— EXERCISE REQUIREMENTS —
Return verbatim every line from the first line of the data below to the line that contains "once per observed", inclusive, and no further.

— THE INPUT —
<<<<

PR #341, opened 2026-08-13
Hive: a game-feel 3D command view of your sessions

jfonsecarivera:
A fifth dashboard pane — a Tron-styled 3D honeycomb, one hex pad per session, a
cute bean character on each pad acting out that session's live state. Click a
hex: the camera flies in and a pane-local card shows the gist (state in plain
words, current goal, needs-you decision brief) with a composer that delivers
into that session and an Open session jump. A quiet ghost hex on the spiral's
first free slot opens the new-session picker.

## How it rides the existing machinery
- `app=hive` is a feed-payload rider (three one-line additions to the push
  loop); the pane consumes `ledgers` + `asks` — no new payload builders.
- The scene mutates ONLY on diff events from a pure model (`hive-model.ts`):
  identical pushes produce zero motion (tested), goal-done celebrations fire
  once per observed transition, hex slots are stable for a session's life
  (persisted) so spatial memory works.
- The talk composer posts the same `sendMessage` drive op the chat uses;
  foreign-sid refusals surface on the card via the err channel.
- Status colors keep their standing meanings (pinned against styles.css by
  test); the accent is reserved for selection/hover/ghost chrome.
- Click-safety: the card is built once and updated in place, actions delegated
  (`actions.ts`); canvas clicks acknowledge on pointer-down with a pad dip.
- Rendering pauses fully when the pane is hidden (IntersectionObserver +
  visibilitychange); DPR capped at 2.

## Found along the way
A backward rAF clock step (laptop sleep, tab restore, virtual time) flipped
every exponential camera ease into a runaway AWAY from its target. `frameDt()`
clamps dt into [0, 50ms]; tested.

## Tests
`hive-layout` (spiral/slot invariants, frameDt), `hive-model` (every chip,
no-flap invariant, goal-done semantics, state lines), `hive-wiring` (pins the
kernel route/landing strings, esbuild entries, palette parity, talk protocol).
Full suite: 1901 passing. `npm run typecheck` clean. three.js (MIT) joins the
webview bundle via the existing esbuild pipeline.

Design doc: `plans/hive.md`. Screenshotted end-to-end via a headless-Chrome
harness (synthetic sessions only).

### DIFF
--- a/bin/romp
+++ b/bin/romp
@@ -948,6 +948,29 @@ if [[ "${1:-}" == "default-dir" ]]; then
     exit 0
 fi
 
+# `romp default-host [NAME]` — the machine NEW sessions are created on by default. Persisted to
+# ~/.config/romp/default-host and read by the kernel's _default_create_host(), which ships it to the
+# client: the + picker preselects that machine in its Host row and a hive tray drop lands there. No arg
+# prints it; an empty arg ("") clears it (back to this machine). Read live — no restart.
+if [[ "${1:-}" == "default-host" ]]; then
+    _dh_file="$HOME/.config/romp/default-host"
+    if [[ $# -lt 2 ]]; then
+        if [[ -s "$_dh_file" ]]; then cat "$_dh_file"; else echo "(unset — new sessions land on this machine)"; fi
+        exit 0
+    fi
+    if [[ -z "$2" ]]; then
+        rm -f "$_dh_file"; echo "default new-session host cleared (new sessions land on this machine)."
+        exit 0
+    fi
+    if [[ ! "$2" =~ ^[A-Za-z0-9._@:-]+$ ]]; then
+        echo "romp default-host: not a host name: $2" >&2; exit 1
+    fi
+    mkdir -p "$(dirname "$_dh_file")"
+    printf '%s\n' "$2" > "$_dh_file"
+    echo "default new-session host set to: $2"
+    exit 0
+fi
+
 # NB: `romp --serve` (a persisted 0.0.0.0 opt-in for direct tailnet binding) was
 # REMOVED 2026-07-19: phone/tailnet reach goes through `tailscale serve` proxying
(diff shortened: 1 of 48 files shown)


henrypinkard:
Really like this — it's a genuinely fun surface and the engineering under it is solid (it reads the authoritative feed over the WS rather than scraping, and it's diff-driven). Two things before it can move forward, plus a note on where it's headed.

**1. It should ship as romp's first *plugin*, not merge into core.** A plugin-system design landed on `main` (`plans/plugins.md`): a plugin is a directory + `manifest.json` served into a sandboxed pane that reads the same feed you already consume and issues manifest-scoped drive ops. Hive maps onto it almost 1:1. We're holding off on building the plugin host itself until you settle what you want Hive to actually do and show — once that's firm, we build the host and you rebase the 3D view onto it (no more hardcoding a pane into the landing shell).

**2. Please split the non-Hive changes into their own PRs.** Bundled in here are several core changes unrelated to the 3D view, and they can't really be evaluated while buried in a viewer PR — a couple of them look genuinely useful on their own:
- session-create defaults (a per-host default model/effort/perm applied to every new session)
- the `default-host` picker
- the "hookless host card" in `build_feed`
- the interrupt-chip fix
- `bin/romp` auto-start (bare `romp` boots the stack)

Each as its own PR would let them land on their merits.

**3. Housekeeping.** It currently conflicts with `main`, and CI never ran (fork Actions didn't fire), so nothing here is verified yet. Minor: `three` (~600KB) is bundled, and `@types/three` is listed as a runtime `dependency` (should be a `devDependency`).

On emojis: that's a romp-*core* rule only. Once Hive is its own plugin, use whatever glyphs you like in its own surface — no need to strip the ✓/❗ from the plugin itself, just from anything that would land in core.

Net: park the 3D view here, spin the core bits out into their own PRs, and let's line up the plugin host once the Hive scope is settled.

jfonsecarivera:
Superseded — Hive will land as the first plugin per plans/plugins.md.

>>>>

— ANSWER TO THE PROBLEM —
PR #341, opened 2026-08-13
Hive: a game-feel 3D command view of your sessions

jfonsecarivera:
A fifth dashboard pane — a Tron-styled 3D honeycomb, one hex pad per session, a
cute bean character on each pad acting out that session's live state. Click a
hex: the camera flies in and a pane-local card shows the gist (state in plain
words, current goal, needs-you decision brief) with a composer that delivers
into that session and an Open session jump. A quiet ghost hex on the spiral's
first free slot opens the new-session picker.

## How it rides the existing machinery
- `app=hive` is a feed-payload rider (three one-line additions to the push
  loop); the pane consumes `ledgers` + `asks` — no new payload builders.
- The scene mutates ONLY on diff events from a pure model (`hive-model.ts`):
  identical pushes produce zero motion (tested), goal-done celebrations fire
  once per observed transition, hex slots are stable for a session's life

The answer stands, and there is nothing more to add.